----- Records for the exercise -----

PR #99, opened 2026-05-29
fix(create-openclaw-octo): thread --from <spec> log tag through migration / deadlock paths

caster-Q:
## Summary

`runInstall()` already builds a `tagLabel = opts.from ? " (from <path>)" : ""` and appends it to direct install / update log lines (`Installing Octo plugin (from /tmp/local.tgz)...`), so operators debugging a `--from` override can confirm from the log which spec was actually used. But the `runMigration()` (rebrand / legacy-to-octo) and `runDeadlockRepair()` paths previously logged a generic `Installing octo...` with no suffix — meaning a `--from`-driven migration run was invisible in the log.

## Related Issue

Fixes #95

## Changes

- **`cli/install.ts`** — `MigrationContext` gains an optional `tagLabel?: string`; `runMigration()` uses it in the `Installing ${PLUGIN_ID}${tagLabel}...` log line. `runRebrandMigration()` and `runLegacyToOctoMigration()` accept a `tagLabel` parameter and forward it. Signature remains backward-compatible (new arg is optional, last position).
- **`cli/install.ts`** — `runDeadlockRepair()` accepts an optional `tagLabel = ""`, uses it in the same log line.
- **`cli/install.ts`** — `runInstall()` passes `tagLabel` to all three migration / deadlock call sites.
- **`cli/install-migration.test.ts`** — 2 regression tests:
  - rebrand migration logs `Installing octo (from /tmp/my-local-octo.tgz)` when `--from` is set.
  - rebrand migration log without `--from` omits the `(from …)` suffix.

## Testing

- [x] Unit tests added/updated — 2 new cases in `install-migration.test.ts` asserting both the tagged and untagged forms.
- [x] Manually verified — runs through `runRebrandMigration` print the spec when `--from` is set.
- Total: **158 tests passing**, `tsc --noEmit` clean.

## Checklist

- [x] I have read [CONTRIBUTING.md](../CONTRIBUTING.md)
- [x] PR description is in English
- [x] Added tests for my changes
- [x] Updated documentation — N/A (internal log line surface only)
- [x] Followed commit message conventions (Conventional Commits)

🤖 Generated with [Claude Code](https://claude.com/claude-code)

PR #100, opened 2026-05-29
fix(create-openclaw-octo): classify Path B (npm-legacy) as octo-npm-legacy, not deadlock

### LINKED ISSUE #92: fix(create-openclaw-octo): doctor reports false-positive "channels.octo deadlock" on npm-legacy upgrade path
## Description

When a user on the **npm-legacy upgrade path** (Path B — they had `openclaw-channel-octo@1.0.0` installed via `openclaw plugins install`) runs `npx -y create-openclaw-octo doctor`, the scenario detector classifies their state as `channels.octo deadlock` — a phrase that suggests a serious half-broken state.

In reality, it is **not** a deadlock. The actual install / migration flow has an independent npm-legacy detection path that correctly handles this layout: `npx -y create-openclaw-octo install` on the same host completes cleanly. The doctor warning is therefore a false positive that causes user confusion and unnecessary support-channel pings.

## Steps to Reproduce

1. Install `openclaw-channel-octo@1.0.0` via npm-legacy: `openclaw plugins install openclaw-channel-octo`.
2. Run `npx -y create-openclaw-octo doctor`.
3. Observe the report: `✗ channels.octo deadlock` (or equivalent — exact wording in `detectScenario` output).
4. Now run `npx -y create-openclaw-octo install` on the same host. It runs through to success.

## Expected Behavior

`doctor` should recognize the npm-legacy layout (`openclaw-channel-octo` as the registered plugin id, channel id `dmwork` or `octo`, plugin installed via npm-legacy path) **before** the `channels.octo deadlock` classifier fires, and report it as a normal upgradeable state (or "octo-npm-legacy"), not as a deadlock.

## Actual Behavior

`detectScenario()` reaches the `channels.octo deadlock` branch even though the install layout is npm-legacy and is in fact recoverable via the standard install flow.

## Adapter Version

`create-openclaw-octo@1.0.1-dev.c5a5ad3`. Behaviour pre-dates PR #91 (not modified by it).

## Affected Component

Claude Code Adapter (`create-openclaw-octo` CLI) — `detectScenario` in `cli/openclaw-cli.ts` (or wherever scenario classification lives).

## Severity

P2 — medium. No data loss / no functional break; install does the right thing. But the misleading "deadlock" label scares users and generates support load.

## Reproducibility

Consistently reproducible on Windows real-world test host during three-host validation (May 2026).

## Environment

- OS: Windows 10/11 (also reproducible on any Path B install)
- Node.js: v22.x
- OpenClaw: 2026.5.x
- Pre-existing plugin: `openclaw-channel-octo@1.0.0` via npm-legacy layout

## Proposed Fix

In `detectScenario()`, add the npm-legacy detection check **before** the deadlock classifier:

- If `LEGACY_PLUGIN_ID` (`openclaw-channel-octo`) is the registered plugin id AND the install layout is npm-legacy (presence of `~/.openclaw/npm/node_modules/openclaw-channel-octo`), classify as `octo-npm-legacy` (a recoverable scenario), not deadlock.
- Add unit tests with explicit fixtures for the npm-legacy state so the classifier order can't regress.

## Related

- Discovered during three-host real-world testing (May 2026).

caster-Q:
## Summary

`detectScenario()` was misclassifying the Path B (npm-legacy) upgrade state — `openclaw-channel-octo@1.x` registered via the legacy npm install path — as `"deadlock"`, because the legacy plugin's `setup()` populates `cfg.channels.octo` and the classifier checked `channels.octo without plugin` before checking `entries.openclaw-channel-octo present`. Install then printed a scary `Detected config deadlock (channels.octo exists but no plugin)` mid-flow, even though this is a known recoverable upgrade. (Install does eventually succeed via `runDeadlockRepair`; only the log is misleading.)

## Related Issue

Fixes #92

## Changes

- **`cli/openclaw-cli.ts`** — add `"octo-npm-legacy"` to `UpgradeScenario`. `detectScenario()` now returns it when `cfg.plugins.entries` or `cfg.plugins.installs` lists `NPM_PACKAGE_NAME` ("openclaw-channel-octo"), **before** the `channels.octo → deadlock` branch.
- **`cli/install.ts`** — `switch` adds the new case. Prints `Detected legacy npm install of openclaw-channel-octo. Installing ClawHub octo…` (clearer than the deadlock banner) and runs a `fresh`-style `pluginsInstall(spec)`. The pre-existing `oldNpmSnapshot` machinery at the top of `runInstall()` already uninstalls the legacy npm plugin after the new install verifies healthy — no extra cleanup needed.
- **`cli/install-migration.test.ts`** — regression test asserting:
  - the deadlock banner is **not** printed on Path B
  - the npm-legacy banner **is** printed
  - `plugins install clawhub:octo` is invoked

  Locks the classifier order so it can't silently regress.

## Testing

- [x] Unit tests added/updated — new `octo-npm-legacy scenario` describe in `install-migration.test.ts`.
- [x] Manually validated against the Windows real-world Path B test host: install previously logged the deadlock banner mid-flow; now logs the npm-legacy banner instead. Net behaviour (ClawHub install + cleanup of the legacy npm plugin) is identical.
- Total: **157 tests passing**, `tsc --noEmit` clean.

## Checklist

- [x] Updated documentation — N/A (internal log line surface only)

### DIFF
--- a/create-openclaw-octo/cli/install-migration.test.ts
+++ b/create-openclaw-octo/cli/install-migration.test.ts
@@ -1048,3 +1048,166 @@ describe("--from <spec> log tag propagates into migration paths (issue #95)", ()
     }
   });
 });
+
+// ---------------------------------------------------------------------------
+// octo-npm-legacy scenario — issue #92 regression
+//
+// Path B: a host that has the legacy npm-installed openclaw-channel-octo@1.x
+// plugin. That plugin registers channel id "octo" via setup(), so
+// `cfg.channels.octo` is populated. Without #92's fix the classifier saw
+// "channels.octo without ClawHub octo plugin" and returned "deadlock",
+// which made install print `Detected config deadlock (channels.octo
+// exists but no plugin)` even though this is the well-understood Path B
+// upgrade — scary log for an entirely recoverable state. The fix is to
+// branch on the legacy npm plugin's active-install evidence first and
+// route through a `fresh`-style install (with the `oldNpmSnapshot`
+// post-install cleanup machinery handling the actual replacement).
+// ---------------------------------------------------------------------------
+
+describe("runInstall — octo-npm-legacy scenario (Path B upgrade, issue #92)", () => {
+  beforeEach(() => {
+    vi.clearAllMocks();
+  });
+
+  it("classifies as octo-npm-legacy (not deadlock) and does NOT print the scary deadlock log", async () => {
+    const state = setupFs({
+      cfg: {
+        plugins: {
+          entries: { "openclaw-channel-octo": { enabled: true } },
+          installs: { "openclaw-channel-octo": { source: "npm", version: "1.0.0" } },
+          allow: ["openclaw-channel-octo"],
+        },
+        channels: {
+          octo: { accounts: { mybot: { botToken: "bf_xxx", apiUrl: "https://im.example.com" } } },
+        },
+        bindings: [
+          { agentId: "agent1", match: { channel: "octo", accountId: "mybot" } },
+        ],
+      },
+      extDirs: [],
+    });
+    await applyFsMocks(state);
+
+    mockOpenclawCli({
+      inspect: {
+        "openclaw-channel-octo": { plugin: { id: "openclaw-channel-octo", version: "1.0.0", enabled: true } },
+      },
+    });
+
+    const origExecImpl = mockExecFileSync.getMockImplementation();
+    mockExecFileSync.mockImplementation((cmd: any, args: any) => {
+      const a = args as string[];
+      if (a[0] === "plugins" && a[1] === "install" && a[2] === "clawhub:octo") {
+        state.cfg.plugins.entries["octo"] = { enabled: true };
+        state.cfg.plugins.installs["octo"] = { source: "clawhub", version: "1.0.1" };
+        state.extDirs.add("octo");
+        return "";
+      }
+      if (a[0] === "plugins" && a[1] === "inspect" && a[2] === "octo") {
+        if (state.cfg.plugins.entries["octo"]) {
+          return JSON.stringify({ plugin: { id: "octo", version: "1.0.1", enabled: true } });
+        }
+      }
+      return origExecImpl!(cmd, args, undefined as any) as any;
+    });
+
+    const logSpy = vi.spyOn(console, "log").mockImplementation(() => {});
+    try {
+      const { runInstall } = await loadInstall();
+      await runInstall({ force: false, dev: false });
+
+      const lines = logSpy.mock.calls.map((c) => c.join(" "));
+      const deadlockLine = lines.find((l) => /Detected config deadlock/.test(l));
+      expect(deadlockLine).toBeUndefined();
+
+      const npmLegacyLine = lines.find((l) =>
+        /Detected legacy npm install of openclaw-channel-octo/.test(l),
+      );
+      expect(npmLegacyLine).toBeDefined();
+
+      const installCall = calledOps().find((op) =>
+        /^plugins install clawhub:octo/.test(op),
+      );
+      expect(installCall).toBeDefined();
+    } finally {
+      logSpy.mockRestore();
+    }
+  });
+
+  it("stale openclaw-channel-octo cfg entry WITHOUT an active npm install routes to deadlock repair, NOT to octo-npm-legacy (PR #100 review)", async () => {
+    // PR #100 review (lml2468): the initial fix keyed `octo-npm-legacy` on
+    // cfg.entries / cfg.installs alone. Stale config is real — old OpenClaw
+    // runtimes can retain `openclaw-channel-octo` entries long after the
+    // plugin's node_modules/ dir is gone. Hosts in that state with a
+    // legitimate `channels.octo` deadlock would skip runDeadlockRepair
+    // (which removes channel/bindings before install) and call
+    // pluginsInstall() with them still present. The fix is the shared
+    // `isNpmLegacyActivelyInstalled()` helper which requires active
+    // evidence (inspect / plugins list / cfg+disk both present).
+    const state = setupFs({
+      cfg: {
+        plugins: {
+          entries: { "openclaw-channel-octo": { enabled: true } },
+          installs: { "openclaw-channel-octo": { source: "npm", version: "1.0.0" } },
+          allow: [],
+        },
+        channels: {
+          octo: { accounts: { mybot: { botToken: "bf_xxx" } } },
+        },
+        bindings: [
+          { agentId: "agent1", match: { channel: "octo", accountId: "mybot" } },
+        ],
+      },
+      // Critically: NO openclaw-channel-octo entry under `~/.openclaw/npm/`.
+      extDirs: [],
+    });
+    await applyFsMocks(state);
+
+    mockOpenclawCli({
+      // No openclaw-channel-octo in inspect map → not a healthy install.
+      // No `plugins list` mock either → falls through to the unsupported
+      // branch, exercising the cfg-fallback path of
+      // isNpmLegacyActivelyInstalled. With no npm install dir on disk the
+      // fallback returns false, so we should drop through to deadlock.
+      inspect: {},
+    });
+
+    const origExecImpl = mockExecFileSync.getMockImplementation();
+    mockExecFileSync.mockImplementation((cmd: any, args: any) => {
+      const a = args as string[];
+      if (a[0] === "plugins" && a[1] === "install" && a[2] === "clawhub:octo") {
+        state.cfg.plugins.entries["octo"] = { enabled: true };
+        state.cfg.plugins.installs["octo"] = { source: "clawhub", version: "1.0.1" };
+        state.extDirs.add("octo");
+        return "";
+      }
+      if (a[0] === "plugins" && a[1] === "list") {
+        const err: any = new Error("unknown command 'list'");
+        err.stderr = "unknown command 'list'";
+        throw err;
+      }
+      if (a[0] === "plugins" && a[1] === "inspect" && a[2] === "octo") {
+        if (state.cfg.plugins.entries["octo"]) {
+          return JSON.stringify({ plugin: { id: "octo", version: "1.0.1", enabled: true } });
+        }
+      }
+      return origExecImpl!(cmd, args, undefined as any) as any;
+    });
+
+    const logSpy = vi.spyOn(console, "log").mockImplementation(() => {});
+    try {
+      const { runInstall } = await loadInstall();
+      await runInstall({ force: false, dev: false });
+
+      const lines = logSpy.mock.calls.map((c) => c.join(" "));
+      const deadlockLine = lines.find((l) => /Detected config deadlock/.test(l));
+      expect(deadlockLine).toBeDefined();
+      const npmLegacyLine = lines.find((l) =>
+        /Detected legacy npm install of openclaw-channel-octo/.test(l),
+      );
+      expect(npmLegacyLine).toBeUndefined();
+    } finally {
+      logSpy.mockRestore();
+    }
+  });
+});
--- a/create-openclaw-octo/cli/install.ts
+++ b/create-openclaw-octo/cli/install.ts
@@ -248,6 +248,22 @@ export async function runInstall(opts: InstallOptions): Promise<void> {
       runDeadlockRepair(spec, quiet, tagLabel);
       didChange = true;
       break;
+    case "octo-npm-legacy":
+      // Legacy npm install of openclaw-channel-octo@1.x — register fresh
+      // ClawHub install over the top. `oldNpmSnapshot` (captured at the top
+      // of runInstall) takes care of uninstalling the legacy plugin after
+      // the new install verifies healthy, so the user-visible sequence here
+      // is just "Detected legacy npm install... Installing ClawHub octo".
+      // Routing the user through runDeadlockRepair() would emit a scary
+      // "Detected config deadlock" log even though this is a known and
+      // recoverable state. See #92.
+      console.log(
+        `Detected legacy npm install of ${NPM_PACKAGE_NAME}. Installing ClawHub octo${tagLabel}...`,
+      );
+      pluginsInstall(spec, quiet, opts.force);
+      console.log("Plugin installed successfully.");
+      didChange = true;
+      break;
     case "fresh":
       console.log(`Installing Octo plugin${tagLabel}...`);
       pluginsInstall(spec, quiet, opts.force);
--- a/create-openclaw-octo/cli/openclaw-cli.ts
+++ b/create-openclaw-octo/cli/openclaw-cli.ts
@@ -1256,6 +1256,7 @@ export type UpgradeScenario =
   | "update"          // octo healthy installed
   | "fresh"           // nothing relevant present
   | "deadlock"        // channels.octo exists but plugin missing
+  | "octo-npm-legacy" // legacy npm-installed openclaw-channel-octo@1.x present; install fresh and let post-install cleanup uninstall it
   | "broken";         // octo partial install
 
 export function detectScenario(): UpgradeScenario {
@@ -1282,6 +1283,24 @@ export function detectScenario(): UpgradeScenario {
 
   if (isHealthy) return "update";
   if (hasNewPartial) return "broken";
+
+  // Priority: legacy npm-installed openclaw-channel-octo@1.x (Path B).
+  // This plugin registers channel id "octo" via setup(), so `cfg.channels.octo`
+  // is populated even though the ClawHub `octo` plugin id is absent. Without
+  // this check the next branch would misclassify the state as "deadlock"
+  // (channels.octo without plugin) and the user would see a scary
+  // `Detected config deadlock` log during install — when in reality this is
+  // a known recoverable upgrade path. The `oldNpmSnapshot` machinery in
+  // runInstall() already handles uninstalling the legacy npm plugin after
+  // the fresh ClawHub install verifies healthy; we just need to route here
+  // so the install runs `fresh`-style without the deadlock detour.
+  //
+  // Active-install evidence is required (`isNpmLegacyActivelyInstalled`) —
+  // a stale `cfg.entries.openclaw-channel-octo` left over from a previous
+  // uninstall **must not** route here, or we'd bypass the legitimate
+  // deadlock repair for hosts that happen to retain that residue alongside
+  // a real `channels.octo` deadlock. See #92, PR #100 review.
+  if (isNpmLegacyActivelyInstalled()) return "octo-npm-legacy";
 
   // Priority: channels.octo without plugin → deadlock (config exists but no plugin)
   if (cfg?.channels?.[CHANNEL_ID]) return "deadlock";
@@ -1353,6 +1372,38 @@ function hasLegacyNpmResidue(): boolean {
   // residue warn line but never the block decision.
   const root = getConfigFilePathSafe().replace(/openclaw\.json$/, "");
   return existsSync(resolve(root, LEGACY_NPM_RESIDUE_DIR));
+}
+
+/**
+ * Whether the legacy npm-installed `openclaw-channel-octo@1.x` plugin is
+ * **actually active** on this host, not just listed in stale config.
+ *
+ * Source of truth, in priority order:
+ *   1. `isHealthyInstall(NPM_PACKAGE_NAME)` — plugin is healthy via inspect
+ *      or the 3-artifact fallback. The strongest signal.
+ *   2. `plugins list --json` (modern OpenClaw) — runtime registry reports
+ *      the id with `enabled` true.
+ *   3. cfg.entries[NPM_PACKAGE_NAME] **AND** the npm-layout install
+ *      directory exists on disk (old OpenClaw without `plugins list`).
+ *      Both artefacts are required: a stale cfg entry with no directory
+ *      is residue, not an active install.
+ *
+ * Mirrors the matrix used in `detectInstallState()` so both callers agree
+ * on what counts as an active Path B install (issue #92, PR #100 review).
+ */
+export function isNpmLegacyActivelyInstalled(
+  list?: PluginListResult,
+  cfg?: Record<string, any> | null,
+): boolean {
+  if (isHealthyInstall(NPM_PACKAGE_NAME)) return true;
+  const pluginList = list ?? listLoadedPlugins();
+  if (pluginList.supported) {
+    return pluginList.plugins.some((p) => p.id === NPM_PACKAGE_NAME && p.enabled);
+  }
+  const config = cfg ?? readConfigFromFile();
+  return (
+    Boolean(config?.plugins?.entries?.[NPM_PACKAGE_NAME]) && hasLegacyNpmResidue()
+  );
 }
 
 /**


lml2468 (approved):
[APPROVE]

Correct classifier fix — `octo-npm-legacy` branch is positioned after rebrand/update/broken checks but before the deadlock fallback, matching the actual priority of the Path B state.

✅ Highlights

- **Classifier order is correct**: `NPM_PACKAGE_NAME` ("openclaw-channel-octo") is distinct from `LEGACY_PLUGIN_ID` ("openclaw-channel-dmwork"), so the rebrand branch can't intercept Path B — the new `octo-npm-legacy` branch is the first one that matches.
- **Minimal handler**: the new case runs `pluginsInstall` directly (fresh-style) and correctly relies on the existing `oldNpmSnapshot` post-install cleanup machinery rather than duplicating uninstall logic.
- **`tagLabel` works here** because it's already defined in `runInstall()` scope — no dependency on PR #99's migration-threading change.
- Regression test asserts both the negative (no deadlock banner) and positive (npm-legacy banner + ClawHub install invoked) conditions.

Jerry-Xin (dismissed):
This PR is relevant to the repository, but the classifier change is too broad and can bypass the existing deadlock repair path for stale legacy npm config residue.

**🔴 Blocking**
- 🔴 Critical: [create-openclaw-octo/cli/openclaw-cli.ts](/Users/mlamp/.openclaw/tmp/pr-review-uq84b6qm/repo/create-openclaw-octo/cli/openclaw-cli.ts:1299) classifies any `cfg.plugins.entries["openclaw-channel-octo"]` or `cfg.plugins.installs["openclaw-channel-octo"]` as an active npm-legacy install. The project already documents and tests that stale `cfg.plugins.entries.openclaw-channel-octo` without an npm install directory must not be treated as `octo-npm-legacy` ([openclaw-cli.test.ts](/Users/mlamp/.openclaw/tmp/pr-review-uq84b6qm/repo/create-openclaw-octo/cli/openclaw-cli.test.ts:1394), [openclaw-cli.ts](/Users/mlamp/.openclaw/tmp/pr-review-uq84b6qm/repo/create-openclaw-octo/cli/openclaw-cli.ts:1456)). With this PR, a host with stale legacy config plus `channels.octo` will skip `runDeadlockRepair()` and go through the new `octo-npm-legacy` branch, which calls `pluginsInstall()` directly ([install.ts](/Users/mlamp/.openclaw/tmp/pr-review-uq84b6qm/repo/create-openclaw-octo/cli/install.ts:263)). That is exactly the state where the deadlock path exists to temporarily remove `channels.octo` and bindings before install. Please gate this scenario on evidence of an active legacy npm plugin, such as successful `plugins inspect openclaw-channel-octo`, `plugins list --json`, or `cfg.entries` plus the npm-layout residue directory, and add a regression test for stale legacy config with `channels.octo`.

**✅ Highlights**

-----

→ Task goal: All lines above from the one holding "state. See #92." to the one holding "octo healthy installed", inclusive, are to be copied exactly; no other line is wanted.

→ Task result:
+      // recoverable state. See #92.
+      console.log(
+        `Detected legacy npm install of ${NPM_PACKAGE_NAME}. Installing ClawHub octo${tagLabel}...`,
+      );
+      pluginsInstall(spec, quiet, opts.force);
+      console.log("Plugin installed successfully.");
+      didChange = true;
+      break;
     case "fresh":
       console.log(`Installing Octo plugin${tagLabel}...`);
       pluginsInstall(spec, quiet, opts.force);
--- a/create-openclaw-octo/cli/openclaw-cli.ts
+++ b/create-openclaw-octo/cli/openclaw-cli.ts
@@ -1256,6 +1256,7 @@ export type UpgradeScenario =
   | "update"          // octo healthy installed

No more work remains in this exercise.